**YOUR TASK:**
Each line below that carries the string "github" must appear in the answer.

::: DATASET EXTRACT :::

PR #154, opened 2017-07-18
entries: Make `get_involved` and `interest` fields searchable

arush0311:
Fixes https://github.com/mozilla/network-pulse/issues/594

### DIFF
--- a/pulseapi/entries/views.py
+++ b/pulseapi/entries/views.py
@@ -217,7 +217,8 @@ class EntriesListView(ListCreateAPIView):
 
     #Query Parameters -
 
-    - `?search=` - Search by title, description, creator, and tag.
+    - `?search=` - Search by title, description, get_involved, interest,
+                   creator, and tag.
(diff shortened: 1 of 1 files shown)


arush0311:
Do we want to make `internal_notes` searchable?

xmatthewx:
> Do we want to make internal_notes searchable?

No. Good question. That is strictly for staff use internally.  Thanks!

pulseapi/entries/views.py
```diff
@@ -241,6 +241,8 @@ class EntriesListView(ListCreateAPIView):
     search_fields = (
         'title',
         'description',
+        'get_involved',
```
Pomax: please also update https://github.com/arush0311/network-pulse-api/blob/79bbbd7b9f80543dbdebfa97738f88ab8eaf17e5/pulseapi/entries/views.py#L220 so that the fact that these are searched is documented when people open the DRF page on `/entries`

Pomax:
thanks!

:::

**OUTPUT OF THE EXERCISE:**
Fixes https://github.com/mozilla/network-pulse/issues/594
Pomax: please also update https://github.com/arush0311/network-pulse-api/blob/79bbbd7b9f80543dbdebfa97738f88ab8eaf17e5/pulseapi/entries/views.py#L220 so that the fact that these are searched is documented when people open the DRF page on `/entries`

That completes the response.